Dans la fonction publique, les annonces successives de Guérini montrent d’ores et déjà que la loi entrainera un recul historique sur le statut du fonctionnaire en introduisant l’individualisation des carrières et les rémunérations au mérite qui pourraient aller jusqu’à 25 % du salaire. C’est un projet désastreux qui n’est ni discutable, ni amendable. En ce sens, le SNES et la FSU n’ont aucune place dans les concertations et doivent travailler au boycott par toutes les organisations de la fonction publique. Le SNES doit aussi mobiliser contre cette loi dès maintenant.

Concernant le « choc des savoirs », nous partageons l’analyse de la tribune et en tirons les mêmes propositions que pour la fonction publique.

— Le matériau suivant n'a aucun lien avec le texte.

PR #877, opened 2022-08-16
feat: add vultr provider

srodenhuis:
This PR adds a new cluster.provider to Otomi for Vultr managed kubernetes.
The VKE requires minimal persistent volumes size of 10GB


j-zimnowoda (approved):
I approve as it is good enough. After reviewing this PR I noticed that we should allow users to adjust storage size.

PR #937, opened 2022-11-08
feat: Thanos and Minio with updated Velero config

srodenhuis:
This PR brings:

- Thanos and Minio in an out-of-the-box remote write setup
- Configure Prometheus for remote write
- Install Minio with provisioning (creating buckets and policies for all Otomi apps to consume object storage
- Splitting up cloud and storage provider for Velero to support using in-cluster Minio on other clouds

## Checklist

- [ x ] The OpenApi Schema from redkubes/otomi-api project is compatible with definitions from `values-schema.yaml` file, if applicable.
- [ x ] Helm releases are meeting otomi's baseline security policies, if applicable.


staticvoid255:
Hi Sander - I noticed that if you try to install Minio and Thanos at the same time, that Core will try to install Thanos first. This then causes the Drone pipeline to hang as Thanos is stuck in error trying to reach a Minio instance that doesn't yet exist.
Screenshot 2022-11-10 at 15 13 16

Morriz:
> Hi Sander - I noticed that if you try to install Minio and Thanos at the same time, that Core will try to install Thanos first. This then causes the Drone pipeline to hang as Thanos is stuck in error trying to reach a Minio instance that doesn't yet exist.
> Screenshot 2022-11-10 at 15 13 16

Any app that has a dependency on another service should wait for that service in a pre-install job. Easiest way to do that is to add a `needs:` dependency to the helmfile release by deploying another `wait-for` chart. Both releases need to be in the same helmfile. Example:
```yaml
  - name: thanos
    namespace: thanos
    needs: [maintenance/wait-for-minio]
    ...
  - name: wait-for-minio
    installed: {{ $a | get "minio.enabled" }}
    <<: *wait
    values:
      - url: {{ http://minio.minio }}
        host: minio.{{ $v.cluster | get "domainSuffix" nil }}
        tasksVersion: {{ $v.versions.tasks }}
        {{- if $v._derived.untrustedCA }}
        customCa: |
          {{- $v._derived.caCert | nindent 10 }}
        {{- end }}
        runPolicy: OnSpecChange    

```

helmfile.d/snippets/defaults.yaml
```diff
@@ -143,24 +150,113 @@ environments:
...
+                  memory: 256Mi
+            compactor:
+              resources:
+                requests:
+                  cpu: 200m
+                  memory: 128Mi
+                limits:
+                  cpu: 500m
+                  memory: 256Mi
+              retentionResolutionRaw: 30d
```
j-zimnowoda, line 220: > As a rule of thumb retention for each downsampling level should be the same, and should be greater than the maximum date range (10 days for 5m to 1h downsampling).
https://thanos.io/tip/components/compact.md/#-downsampling-note-about-resolution-and-retention-

Could you explain why do you chose `retentionResolution1h: 10y`

helmfile.d/snippets/defaults.yaml
```diff
@@ -143,24 +150,113 @@ environments:
...
+              retentionResolution5m: 30d
+              retentionResolution1h: 10y
+              persistence:
+                size: 8Gi
```
j-zimnowoda, line 224: > The compactor needs local disk space to store intermediate data for its processing as well as bucket state cache. Generally, for medium sized bucket about 100GB should be enough to keep working as the compacted time ranges grow over time.
https://thanos.io/tip/components/compact.md/#disk

8 GB does not seem to be a good default for compactor

j-zimnowoda (changes requested):
So far few comments. Overall way too many changes in one PR.

values/minio/minio.gotmpl
```diff
@@ -0,0 +1,127 @@
...
+
+{{- if $v._derived.untrustedCA }}
+extraVolumes:       
+  - name: root-ca-1
+    secret:
+      secretName: root-ca
+  - name: root-ca-2
+    secret:
+      secretName: root-ca
+extraVolumeMounts:
```
j-zimnowoda, line 37: Could you add a comment in the code explaining why the same cert needs to be mounted twice?

values/minio/minio.gotmpl
```diff
@@ -0,0 +1,127 @@
+{{- $v := .Values }}
+{{- $vl:= $v.apps.minio }}
```
j-zimnowoda, line 2: I believe this variable should be called `$m`

srodenhuis:
Will be split up into 4 separate PRs

PR #945, opened 2022-11-19
feat: upgrade harbor

srodenhuis:
depends-on: redkubes/otomi-core/pull/952
This PR delivers:

- Upgrade of Harbor from v2.4.0 to v2.5.4

TODO:
- [ ] test otomi upgrade with enabled harbor


j-zimnowoda (changes requested):
Thanks Sander,
As we discussed it this morning, please move changes to related to DB backup to a spare PR. 
Then harbor upgrade PR will not have a dependency on minio, which is not delivered yet.

j-zimnowoda (approved):

PR #956, opened 2022-11-29
fix: prometheus resources

staticvoid255:
fixes the issue where resource quota modifications aren't applied


j-zimnowoda (approved):
LGTM
Do not worry about the team prometheus as it has its own resources already hardcoded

Dans cette période où le gouvernement enchaine de plus en plus rapidement les contre-réformes, le syndicalisme doit créer une véritable opposition et créer le rapport de force. A commencer par le refus du dialogue social qui ne négocie que le poids des chaines.

Le SNES doit ouvrir la perspective de luttes victorieuses :

– Par la création de revendications unifiantes avec un recrutement massif, une baisse du temps de travail, la titularisation des non titulaires, des hausses uniformes de salaires et une amélioration des conditions de travail

– Sur la stratégie, celle des journées d’action isolées, une en janvier, une en mars n’est pas mobilisatrice car elle n’est pas gagnante. Cela a été la stratégie de l’intersyndicale lors de la lutte contre la réforme des retraites et cela n’a pas permis la victoire alors que le mouvement était exceptionnel et massif 

Il faut donc construire un mouvement d’ampleur comme au Canada, Allemagne, Californie où les fonctionnaires et/ou enseignant.es ont obtenu au printemps 2023 des revalorisations salariales jusqu’à 30 % en quelques jours de grèves d’affilée. *

Le SNES doit prendre toute sa part dans la construction d’un mouvement d’ampleur en permettant la construction à la base : AG des personnels dans les établissements, coOrdination de bassin et/ou département des AG d’établissement.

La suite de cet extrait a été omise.